Pensamento do
dia 15 de novembro de 2016.
Existe algo de
sagrado em tudo que você percebe quando se concentra no presente.
Eckhart Tolle.
Pois
bem, podemos dizer que esta percepção, quando ocorre, lhe indica que você está
no Caminho.
Temos
visto o mundo sob uma forma caótica, nos planos materiais, pois é assim que realmente
se encontra, nos planos materiais.
Mas
por trás desta situação caótica, existe o lado divino, real e verdadeiro
atuando segundo uma conjuntura maior, universal.
Esta
situação caótica nos planos materiais, indica seu processo nas transformações
em ato.
Creio
que a maioria tem esta sensação. Alguns com mais nitidez, outros menos, mas no
geral todos sentem que algo está ocorrendo.
Face
nossa acentuada infantilidade, ainda culpamos este ou aquele cidadão, esta ou
aquela situação, esta ou aquela posição, sem percebermos que é o nosso estado
de ignorância acentuado que bloqueia nossas ações, pois estas deveriam estar
alinhadas com estes movimentos da transformação (Leis em ação).
Poucos
acreditam nestas Leis, ou sabem da sua existência, pois muitos entendem que os
dogmas religiosos aplicam-se somente aos fiéis desta ou daquela religião.

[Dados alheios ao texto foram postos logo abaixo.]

PR #575, opened 2015-01-01
Allow pubsub WorkerThread to be shut down while in a callback 

efwahl:
Allow pubsub WorkerThread to be shut down while in a callback by ignoring the RuntimeError thrown when join is called on the running thread.

### DIFF
--- a/redis/client.py
+++ b/redis/client.py
@@ -2310,7 +2310,11 @@ class PubSub(object):
 
             def stop(self):
                 self._running = False
-                self.join()
+                try:
+                    self.join()
+                except RuntimeError:
+                    # safe to ignore this, called stop from WorkerThread
+                    pass
 
         thread = WorkerThread()
         thread.start()


andymccurdy:
Hi Edward,

I agree we should able to shutdown the worker thread from a callback. However looking at the current code and your proposed fix I realize the `stop` method should be doing a bit more work. We're not currently unsubscribing from any patterns or channels and we're not cleaning up the underlying pubsub instance.

I've fixed that here: 69ce3269dfcb87e972ef29a84772d781d1613c9c

Can you please test that commit in your setup and make sure it works for you? Thanks!

efwahl:
Hi Andy,

I tested, and yes your solution works cleanly for my code that fails 
with the current 2.10.3 version. And that looks like a much cleaner 
solution to the problem than what I suggested.

Thanks for the quick response.

regards,
-- Ed

andymccurdy:
Wonderful. I'm going to get a few other bugs cleaned up and will push a new build to PyPI in the next couple days.

PR #577, opened 2015-01-05
Daemonize PubSubWorkerThread

jkaye2012:
Prevents Python process from hanging when using run_in_thread without
explicitly stopping.

### DIFF
--- a/redis/client.py
+++ b/redis/client.py
@@ -2305,6 +2305,7 @@ class PubSubWorkerThread(threading.Thread):
         self.pubsub = pubsub
         self.sleep_time = sleep_time
         self._running = False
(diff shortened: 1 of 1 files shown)


AndrewGuenther:
:+1: 

I would also like the ability to do this, but a better implementation may be to simple pass along the keyword arguments from run_in_thread so that you don't break backwards compatibility.

AndrewGuenther:
Hey @jkaye2012, I created a new PR which takes this value as a parameter rather than assuming `True`, check it out: #640

jkaye2012:
@AndrewGuenther seems to have a better solution.

PR #578, opened 2015-01-08
add 'decrby' method

derek-dchu:
Add 'decrby' method following the style of 'incrby' method which is an alias for 'decr' method.


c-bata:
+1

PR #3881, opened 2025-12-11
Added export of operation duration metric 

vladvildanov:
### Description of change

### Pull Request check-list

### DIFF
--- a/tests/test_client.py
+++ b/tests/test_client.py
@@ -84,13 +84,9 @@ class TestRedisClientEventEmission:
             '_get_or_create_collector',
             return_value=collector
         ):
-            # Create event dispatcher (real one, to test the full chain)
-            event_dispatcher = EventDispatcher()
-
             # Create Redis client with mocked connection pool
             client = redis.Redis(
                 connection_pool=mock_connection_pool,
-                event_dispatcher=event_dispatcher,
             )
 
             yield client, self.operation_duration
@@ -145,11 +141,8 @@ class TestRedisClientEventEmission:
         with mock.patch.object(
             recorder, '_get_or_create_collector', return_value=collector
         ):
-            event_dispatcher = EventDispatcher()
-
             client = redis.Redis(
                 connection_pool=mock_connection_pool,
-                event_dispatcher=event_dispatcher,
             )
 
             client._send_command_parse_response = mock.MagicMock(return_value=b'value1')
@@ -181,11 +174,8 @@ class TestRedisClientEventEmission:
         with mock.patch.object(
             recorder, '_get_or_create_collector', return_value=collector
         ):
-            event_dispatcher = EventDispatcher()
-
             client = redis.Redis(
                 connection_pool=mock_connection_pool,
-                event_dispatcher=event_dispatcher,
             )
 
             # Make command raise an exception
@@ -241,11 +231,8 @@ class TestRedisClientEventEmission:
         with mock.patch.object(
             recorder, '_get_or_create_collector', return_value=collector
         ):
-            event_dispatcher = EventDispatcher()
-
             client = redis.Redis(
                 connection_pool=mock_connection_pool,
-                event_dispatcher=event_dispatcher,
             )
 
             client._send_command_parse_response = mock.MagicMock(return_value=True)
@@ -292,11 +279,8 @@ class TestRedisClientEventEmission:
         with mock.patch.object(
             recorder, '_get_or_create_collector', return_value=collector
         ):
-            event_dispatcher = EventDispatcher()
-
             client = redis.Redis(
                 connection_pool=mock_connection_pool,
-                event_dispatcher=event_dispatcher,
             )
 
             client._send_command_parse_response = mock.MagicMock(return_value=True)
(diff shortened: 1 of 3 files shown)


redis/event.py
```diff
@@ -295,6 +298,20 @@ def commands(self) -> tuple:
     def exception(self) -> Exception:
         return self._exception
 
+@dataclass
+class AfterCommandExecutionEvent:
```
petyaslavova, line 302: It would be easier to understand what this event handles if the name suggests it is related to metrics collection or if it might be used for other things as well - at least in the docstrings, we can add a mention of the metrics collection.

tests/test_client.py
```diff
@@ -0,0 +1,347 @@
...
+            collector = RedisMetricsCollector(mock_meter, config)
+
+        # Patch the recorder to use our collector
+        with mock.patch.object(
+            recorder,
+            '_get_or_create_collector',
+            return_value=collector
+        ):
+            # Create event dispatcher (real one, to test the full chain)
+            event_dispatcher = EventDispatcher()
```
petyaslavova: It is not mandatory - in case it is not provided as input argument a default EventDispatcher instances will be created.

tests/test_client.py
```diff
@@ -0,0 +1,347 @@
...
+        recorder.reset_collector()
+        config = OTelConfig(metric_groups=[MetricGroup.COMMAND])
+
+        with mock.patch('redis.observability.metrics.OTEL_AVAILABLE', True):
+            collector = RedisMetricsCollector(mock_meter, config)
+
+        with mock.patch.object(
+            recorder, '_get_or_create_collector', return_value=collector
+        ):
+            event_dispatcher = EventDispatcher()
```
petyaslavova: I suggest to have some of the test (we can also look at them as examples how some features can be used or need to be configured) without pre-creating the event dispatcher and leave the init method to create the default instance - in this case the end result will be the same - instance of type EventDispatcher

tests/test_pipeline.py
```diff
@@ -454,3 +459,392 @@ def test_pipeline_with_msetex(self, r):
...
+
+        # Verify attributes
+        attrs = call_args[1]['attributes']
+        assert attrs['db.operation.name'] == 'MULTI'
+        assert attrs['db.operation.batch.size'] == 3
+        assert attrs['server.address'] == 'localhost'
+        assert attrs['server.port'] == 6379
+        assert attrs['db.namespace'] == '0'
+
+    def test_pipeline_transaction_emits_multi_command_name(
```
petyaslavova: Isn't this covered in the test above? The difference between those two tests is that the first one sends several commands as transaction and this one sends just one command

tests/test_pipeline.py
```diff
@@ -454,3 +459,392 @@ def test_pipeline_with_msetex(self, r):
...
+
+        recorder.reset_collector()
+
+    def test_empty_pipeline_does_not_emit_event(
+        self, mock_connection_pool, mock_connection, mock_meter
+    ):
+        """
+        Test that an empty pipeline (no commands) does not emit an event.
+        """
+        from redis.client import Pipeline
```
petyaslavova: I think all those imports can be removed - they are already added to the top level imports in the beginning of the file.

tests/test_cluster_transaction.py
```diff
@@ -396,3 +400,258 @@ def test_transaction_discard(self, r):
...
+
+        # Patch the recorder to use our collector
+        with patch.object(
+            recorder,
+            '_get_or_create_collector',
+            return_value=collector
+        ):
+            # Create a new event dispatcher and attach it to the cluster
+            event_dispatcher = EventDispatcher()
+            r._event_dispatcher = event_dispatcher
```
petyaslavova: Is this needed? It should already be initialized. Or it needs to be initialized after OTelConfig?

redis/event.py
vladvildanov: I totally disagree, event name represent an action occurred and event listener represent a reaction on this action that's why I named event listener in more descriptive way to what's actually handled

https://github.com/redis/redis-py/pull/3881/files#diff-8340d4c3344d848477836a04aef890f8bdc064d6be55f938d01432fa97a1b737R487

Event to listener relation is 1:m and multiple listeners could be assigned to single event, that's why event should be fully decoupled from any of the listeners.

I could add a docstring, but in my opinion event name is quite self-descriptive

tests/test_client.py
vladvildanov: You're right, removed it

tests/test_client.py
vladvildanov: I removed all the dispatchers, so now it's relies on constructor instead

tests/test_pipeline.py
vladvildanov: Yeah, nice catch, removed this test

tests/test_pipeline.py
vladvildanov: Done

tests/test_cluster_transaction.py
vladvildanov: It's actually not, the same as it was with standalone client it initialised in constructor

PR #3888, opened 2025-12-16
Added export of resiliency metrics

vladvildanov:
### Description of change

### Pull Request check-list

### DIFF
--- a/redis/event.py
+++ b/redis/event.py
@@ -331,7 +331,7 @@ class OnMaintenanceNotificationEvent:
     Event fired whenever a maintenance notification is received.
     """
     notification: "MaintenanceNotification"
-    connection: Union["MaintNotificationsAbstractConnection"]
+    connection: "MaintNotificationsAbstractConnection"
 
 class AsyncOnCommandsFailEvent(OnCommandsFailEvent):
     pass


redis/observability/recorder.py
```diff
@@ -457,6 +454,45 @@ def record_streaming_lag(
...
+        >>> record_maint_notification_count('localhost', 6379, 'localhost', 6379, 'MOVING')
+    """
+    global _metrics_collector
+
+    if _metrics_collector is None:
+        _metrics_collector = _get_or_create_collector()
+        if _metrics_collector is None:
+            return
+
+    # try:
```
petyaslavova, line 484: If commented try/except block is not needed, it should be removed

redis/retry.py
```diff
@@ -100,7 +100,7 @@ def __eq__(self, other: Any) -> bool:
     def call_with_retry(
         self,
         do: Callable[[], T],
-        fail: Callable[[Exception], Any],
```
petyaslavova, line 103: Would this be considered a breaking change?

redis/client.py
```diff
@@ -974,13 +1016,42 @@ def clean_health_check_responses(self) -> None:
...
+                        duration_seconds=time.monotonic() - start_time,
+                        server_address=conn.host,
+                        server_port=conn.port,
+                        db_namespace=str(conn.db),
+                        error=error,
+                        retry_attempts=failure_count,
+                    )
+                )
+
+        self._event_dispatcher.dispatch(
```
petyaslavova: OnErrorEvent will be registered even if we are not providing error - like in the case when we have marked the connections for reconnect as part of maintenance notification handling and we are just calling reconnect without an error input

redis/connection.py
```diff
@@ -51,7 +51,7 @@
     MaintenanceState,
     MaintNotificationsConfig,
     MaintNotificationsConnectionHandler,
-    MaintNotificationsPoolHandler,
+    MaintNotificationsPoolHandler, MaintenanceNotification,
```
petyaslavova, line 54: Won't this cause linter error? Usually every imported type is on a new line...

redis/connection.py
petyaslavova, line 290: I think that the event_dispatcher should also be added as an argument in the __init__ function, not only to the _configure_maintenance_notifications

redis/connection.py
```diff
@@ -853,14 +858,34 @@ def connect_check_health(
...
         except socket.timeout:
-            raise TimeoutError("Timeout connecting to server")
+            e = TimeoutError("Timeout connecting to server")
+            self._event_dispatcher.dispatch(
+                OnErrorEvent(
+                    error=e,
+                    server_address=self.host,
+                    server_port=self.port,
+                    is_internal=False,
+                    retry_attempts=self.retry.get_retries(),
```
petyaslavova: You can't be sure that this number will be same as the final failure count. If users completely override the retryable exceptions, Timeout errors might not be retried.

redis/connection.py
petyaslavova: Another change that probably will be good to be added is to provide the already initialized event dispatcher when this _init_ is called - this way if custom event dispatcher is used, it will be provided to Mmaint notifications enabled connections as well. It is used when initializing the AbstractConnection and CacheProxyConnection.

redis/observability/recorder.py
vladvildanov: @petyaslavova It's actually needed, we need to handle every exception related to otel metrics export and skip it to not break application flow. I'm keeping it unhandled for now to ensure that it works correctly and I do not miss any exceptions during development, so I'll uncomment it's later

redis/retry.py
vladvildanov: I also have doubts about it, I'll better go safe way and will support both types of fail functions. Otherwise if someone uses `Retry` object outside of redis-py it will end up with exception

redis/client.py
vladvildanov: Ah, missed a tab, thanks

redis/connection.py
vladvildanov: Yeah, maybe, I didn't run linters yet, it's still on development branch

redis/connection.py
vladvildanov: Yeah, you're right, I'll remove it completely. The real retry attempts will pop up in metrics from retry callbacks, we don't need a final one with overall retries

redis/retry.py
vladvildanov: Updated

redis/connection.py
vladvildanov: Done

redis/event.py
```diff
@@ -332,8 +330,8 @@ class OnMaintenanceNotificationEvent:
     """
     Event fired whenever a maintenance notification is received.
     """
-    notification: MaintenanceNotification
-    connection: Union[AbstractConnection, MaintNotificationsAbstractConnection]
+    notification: "MaintenanceNotification"
+    connection: Union["MaintNotificationsAbstractConnection"]
```
petyaslavova: The Union here seems to be redundant

vladvildanov: Removed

Portanto, como ateu ou não religioso, nada disto se aplica a mim ou às minhas
ações.
Outros
usam as religiões como uma forma “politicamente correta” de se manifestarem e
manterem uma aparência que agrada a outros.
É
assim que temos vivido ao longo das eras, onde nomeamos deuses em função de
certas aparências, de certos dons ou aparatos físicos, digamos sobrenaturais.

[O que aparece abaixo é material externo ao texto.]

PR #3891, opened 2025-12-19
Added export of connection basic metrics

vladvildanov:
### Description of change

### Pull Request check-list

### DIFF
--- a/redis/connection.py
+++ b/redis/connection.py
@@ -2098,8 +2098,12 @@ class MaintNotificationsAbstractConnectionPool:
                     "Maintenance notifications handlers on connection are only supported with RESP version 3"
                 )
 
+            self._event_dispatcher = kwargs.get("event_dispatcher", None)
+            if self._event_dispatcher is None:
+                self._event_dispatcher = EventDispatcher()
+
             self._maint_notifications_pool_handler = MaintNotificationsPoolHandler(
-                self, maint_notifications_config
+                self, maint_notifications_config, self._event_dispatcher
             )
 
             self._update_connection_kwargs_for_maint_notifications(
@@ -2167,7 +2171,7 @@ class MaintNotificationsAbstractConnectionPool:
         # first update pool settings
         if not self._maint_notifications_pool_handler:
             self._maint_notifications_pool_handler = MaintNotificationsPoolHandler(
-                self, maint_notifications_config
+                self, maint_notifications_config, self._event_dispatcher
             )
         else:
             self._maint_notifications_pool_handler.config = maint_notifications_config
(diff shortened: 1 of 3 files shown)


redis/connection.py
```diff
@@ -2060,6 +2063,13 @@ def set_retry(self, retry: Retry):
     def re_auth_callback(self, token: TokenInterface):
         pass
 
+    @abstractmethod
+    def get_connection_count(self) -> list[tuple[int, dict]]:
```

Quem sabe um bom mágico tornou-se um deus em um certo momento da humanidade. Com
certeza inúmeros extraterrestres foram deuses em outros momentos da humanidade,
com suas incríveis carruagens de fogo.
Foi
uma época em que a Terra estava aberta a todo tipo de exploração e curiosidades
de habitantes de vários mundos em uma fase evolutiva muito semelhante à nossa.
(tivemos muitos ETs curiosos)
Eram
os deuses astronautas? Livro famoso de um escritor controvertido, mas que soube
explorar de forma relativamente simples a presença de inúmeros “visitantes” em
suas incríveis máquinas voadoras que impressionaram bastante nossos
antepassados.
Estamos
numa outra fase.
Completamente
diferente das anteriores, mas infelizmente nossa mentalidade em nada mudou.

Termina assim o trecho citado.